Jesus never included any of his family or friends in his initial circle of followers. In fact, it wasn’t until his death and resurrection that his family members joined the group of believers. Recall that Jesus chose his followers according to God’s directives. He said, “of those you gave me, I have lost none”. So the followers were chosen by God, not by Jesus. Recall also that Jesus said that, as believers, our real family is those who do God’s will. The people who knew Jesus as the son of the carpenter continued to see him as the son of the carpenter, even after he came out as the Messiah, even after he performed miracle after miracle. Jesus said that prophets are not without honor, except among their own people.
It was a hard sell for Jesus, to be seen as something other than a carpenter to those who had only known him as a carpenter. It’s a hard sell for me to be seen as a believer in the eyes of those who only knew me as an unbeliever. They look for chinks in my spiritual armour to drive a wedge into. They write me off as mentally ill. They dismiss me as a fraud. They avoid me like the plague, afraid I’ll dare to utter the holy of name of Jesus in reverence rather than as I used to spew it, in hate.

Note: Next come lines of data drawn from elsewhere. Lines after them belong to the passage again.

PR #2528, opened 2019-05-28
add gherkin scenarios for frontend list view layout

vicskf:
https://central.tri.be/issues/128333

First attempt to write list view scenarios. Comments and suggestions are welcome

### DIFF
--- a/tests/features/front-end/list-view/view-layout.feature
+++ b/tests/features/front-end/list-view/view-layout.feature
@@ -2,33 +2,61 @@ Feature: layout and visual elements of an event in List View
 
 Background:
     Given I am a Visitor on a site with TEC
-    Given List View is enabled under Events --> Settings --> Display
-    Given the site timezone is America/Los_Angeles
-    Given "Number of events to show per page" is set to 10
+    And List View is enabled under Events --> Settings --> Display
+    And the site timezone is America/Los_Angeles
+    And "Number of events to show per page" is set to 10
 
 Scenario: display of single-day timed event in List View
+    Given I have a single-day timed event
+    Then I should see the event date as ["start date" "Date time separator" "start time" "Time range separator" "end time"]
 
 Scenario: display of single-day event with the same start and end time in List View
-#This is a thing in the current views, but maybe not supported after VR?
+# This is a thing in the current views, but maybe not supported after VR?
+    Given I have a single-day event with "start time" the same as "end time"
+    Then I should see the event date as ["start date" "Date time separator" "start time"]
 
 Scenario: display of multi-day timed event in List View
+    Given I have a multi-day timed event
+    Then I should see the event date as ["start date" "Date time separator" "start time" "Time range separator" "end date" "Date time separator" "end time"]
 
 Scenario: display of single-day all day event in List View
+    Given I have a single-day all day event
+    Then I should see the event date as ["start date"]
 
 Scenario: display of multi-day all day event in List View
+    Given I have a multi-day all day event
+    Then I should see the event date as ["start date" "Time range separator" "end date"]
 
 Scenario: display of featured event in List View
+    Given I have a featured event with a featured image
+    Then I should see the event with a background colour
+    And I should see the featured image in a bigger size if it has one
 
 Scenario: display of an event with a venue in List View
+    Given I have an event with a venue
+    And The venue has an address
+    Then I should see the event showing the venue and address
 
-Scenario: display of an event with a price in List View
+Scenario: display of an event with a cost in List View
+    Given I have an event with a cost
+    Then I should see the event showing the cost
+    And The cost should show the correct currency symbol in the correct currency position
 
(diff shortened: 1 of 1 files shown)


tests/features/front-end/list-view/view-layout.feature
```diff
@@ -2,33 +2,61 @@ Feature: layout and visual elements of an event in List View
 
 Background:
     Given I am a Visitor on a site with TEC
-    Given List View is enabled under Events --> Settings --> Display
-    Given the site timezone is America/Los_Angeles
-    Given "Number of events to show per page" is set to 10
+    And List View is enabled under Events --> Settings --> Display
```
lucatume: Quotes around "List View"; here and everywhere else you might think of "variables" use quotes.
e.g. 
`And "List" view is enabled`
`And "Month" view is enabled`
`And "Another" view is enabled`

The tests are not going to consume the information "under Events --> Settings --> Display" as the tests will just set an option in the database; if we really want to embed the setting current location in the tests then I'd use a shorter notation like `Events > Settings > Display` or `Some > Other > Menu in the plugin`.

tests/features/front-end/list-view/view-layout.feature
```diff
@@ -2,33 +2,61 @@ Feature: layout and visual elements of an event in List View
...
+    And the site timezone is America/Los_Angeles
```
lucatume: `And the site timezone is "America/Los_Angeles"`

tests/features/front-end/list-view/view-layout.feature
```diff
@@ -2,33 +2,61 @@ Feature: layout and visual elements of an event in List View
...
+    And "Number of events to show per page" is set to 10
```
lucatume: I feel this could either be a more direct instruction like `And "posts_per_page" calendar option is set to "10"` or it should be more colloquial: `And "Events > Settings > Display > Number of Events to show per page` is set to "10".
The second would increase the test-as-documentation value.

tests/features/front-end/list-view/view-layout.feature
```diff
@@ -2,33 +2,61 @@ Feature: layout and visual elements of an event in List View
...
 
 Scenario: display of single-day timed event in List View
+    Given I have a single-day timed event
```
lucatume: Always define events in context of current time: 
```
Given I have the following event:
| title  | start_date         | timezone                     |
| Test | tomorrow 9am | America/Los_Angeles |
```

This is still an automated test that requires translation into code, the structure above is still readable and clear but lends itself to be reused:
```
Given I have the following events:
| title     | start_date           | timezone                      | duration |
| Test 1 | tomorrow 9am    | America/Los_Angeles | 2H          |
| Test 2 | tomorrow 12pm | Europe/Paris                 | 5H          |
```

The same step, once standardized, can cover a lot of mileage. The columns would be the ones supported by the ORM syntax.

tests/features/front-end/list-view/view-layout.feature
```diff
@@ -2,33 +2,61 @@ Feature: layout and visual elements of an event in List View
...
+    Then I should see the event date as ["start date" "Date time separator" "start time" "Time range separator" "end time"]
```
lucatume: It' missing a `When` step:
`When I visit the event single`

lucatume: The `Then` step is flaky. There are a lot of unspoken assumptions in there and I'm not sure what you're trying to achieve here.
If you're relying on default values then hard-code those in else the test would pass even if those are empty.
`Then I should see the "event date" has the format "Y:m:d H:i:s"` is clearer.

tests/features/front-end/list-view/view-layout.feature
leahkoerper: @lucatume I've been using List View, etc. without quotation marks all over the place in other scenarios. Is it worth changing those, or should I just keep this in mind going forward? I'll try to remember to do setting paths like you suggest above in future scenarios.

tests/features/front-end/list-view/view-layout.feature
leahkoerper: Same question as above- is this worth me changing in all the existing scenarios? I'd like to err on the non-technical version, e.g. `And "Events > Settings > Display > Number of Events to show per page is set to "10".`

tests/features/front-end/list-view/view-layout.feature
leahkoerper: I've been using something like this:
```
    Given there are 12 events on this site
        | event name       | start date-time        | duration       |
        | strawberry S-T-P | today -3 days -2 hours | 4 hours        |
        | banana M-A-P     | today -2 days all day  | 1 day          |
        | eggplant M-A-N   | today -2 days all day  | 4 days         |
```

bordoni:
Closing this since we are no longer going this route.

They’re somehow afraid of me without knowing why. They despise me without knowing why. They look for excuses to hate me and hang their hatred on the smallest perceived slight as justification. I know what they do because I used to do it myself. Being an atheist was good training for being a Christian. I have the insider scoop on what makes unbelievers do what they do and think what they think and hate what they hate. But my knowing these things only makes unbelievers hate me all the more because I chose what they hate, and they can’t understand why.

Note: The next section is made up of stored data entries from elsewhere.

PR #2532, opened 2019-05-29
add tribe_suppress_query_filters arg

codingmusician:
_Ref:_ [C#127822](http://central.tri.be/issues/127822)
---

For AJAX requests, we want tribe_suppress_query_filters to be false.


bordoni:
It also seems like the code above is not allowing Filters to be applied to the ORM query args. Which was the intention of the PR right? 

We also want to make sure what ever change we apply to month gets applied to all other views.
- [ ] Day
- [ ] Day

codingmusician:
> It also seems like the code above is not allowing Filters to be applied to the ORM query args. Which was the intention of the PR right?
> 
> We also want to make sure whatever change we apply to month gets applied to all other views.
> 
> * [ ]  List
> * [x]  Month
> * [ ]  Day
> * [ ]  Week
> * [ ]  Photo
> * [ ]  Map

My job as a born-again believer is to take all this in stride and return their hatred with love. I couldn’t do that without God’s direct intervention. It’s not me taking it all in stride, it’s God working through me. It’s not me loving those who loathe me, it’s God working through me. But it’s me giving God permission to do so. The haters see my love as fraud or idiocy or proof positive of mental illness, but I just continue along my merry way. They more they hate me, the more I pray for them. “Forgive them, Father, they know not what they do.” This is all good training, the daily doses of hate and loathing. Jesus also had years of this kind of training, and it stood him in good stead when he needed it the most: On the cross.
“Forgive them, Father, they know not what they do.”
That, my friends, is the whole point of our training.
I know why I don’t like theists. You espouse ignorance and hate of anyone different than you, hoping that they deserve death or worse for not agreeing with you. That is not love, just a need for control.
Thanks for your comment. Genuine Christians don’t hate and they don’t wish death on anyone. They love their enemies and pray and bless those who hate them and are rude to them. That’s what they’re taught to do by Jesus. They may not be perfect in doing that, but they strive to do it. I’m not sure where you’re getting your intel on allegedly hateful Christians, but someone who hates and wishes death on someone is not a Christian by definition. Sure, Christians hold tight to their beliefs (who doesn’t?), but they don’t hate and they don’t wish death on anyone. If they do, they’re not really Christians. Lots of people claim to be Christians, but as scripture says “by their love you’ll know them.” People who don’t love are not Christians, even if they say they are.